3. The marked documents, once approved by the Board of the Foundation, will be sent to the Protectorate within the first six months of the following exercise to which it corresponds for its examination and later deposit in the Registry of Foundations of the Community of Madrid, excepting the budget, which will be presented in the Protectorate in the last three months of the previous exercise to the same effects.
4. When the accounting of the Foundation will be subject to external audit, agreeing to the legally established requisites, the audit report will be presented to the Protectorate within three months from the day that report was issued.
5. If due to changes in the current legislation different documents or deadlines to the ones mentioned in this article could be demanded, the Board will comply with everything that is compulsory.
MODIFICATION, FUSION AND EXTINCTION
1. By agreement of the Board, these Statutes could be modified as soon as it is convenient for the Foundation's interests, except in the case the founder has prohibited it.
2. When the circumstances that prevailed at the constitution of the Foundation have changed in a way that it cannot perform satisfactorily according to its Statutes, the Board must agree upon their modification.

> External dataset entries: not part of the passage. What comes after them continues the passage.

PR #612, opened 2017-02-09
Add RP-0 support for the RealEngines pack

PhineasFreak:
Change log:

* Add support for the RealEngines pack.

**Note:** this PR will conflict at least with PR #600. Do not be alarmed, i am aware of it and it will be fixed in due time.

### DIFF
--- a/tree.yml
+++ b/tree.yml
@@ -1908,11 +1908,18 @@ advRocketry:
     RD0110: &RD-0110
         cost: 400 # guess based on other engines of the era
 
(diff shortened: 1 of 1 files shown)


stratochief66:
What do you mean, handling everything related to a giant mod as a single YAML file has downsides? Whatchutalkinbout?

PhineasFreak:
@stratochief66 I think that i fixed it. The extra added files make me a bit nervous but whatever...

3. For the agreement to statutory modifications it will be necessary that at least three fifths of the members present vote favourably.
4. The modification or new drafting of the Statutes agreed by the Board will be communicated to the Protectorate.
1. The Foundation, as soon as it has never been prohibited by its founder, will be able to fusion to other Foundation or Foundations, through previous agreement of the respective Heads of the Boards, which will be communicated to the Protectorate.
2. The agreement to fusion must be approved by favourable vote of, at least, three fifths of the members present.
All extinction causes of the Foundation will be those anticipated in the current regulation, according to the ways foreseen in it to that effect.
The extinction of the Foundation, except in case that it results from a fusion, will determine the opening of the liquidation procedure, which will be made by the Board under the control of the Protectorate.
All assets and rights resulting from the liquidation will be delivered to the University of Alcalá in order to use them in the fulfilment of aims of general interests, similar to those carried out by the Foundation.
That anticipated in these Statutes will not be interpreted in any case in a sense in which it could limit or substitute those competences that the applicable legal code confers on the Protectorate, especially in relation to the authorisations, communications or limitations to which the Foundation is specifically submitted.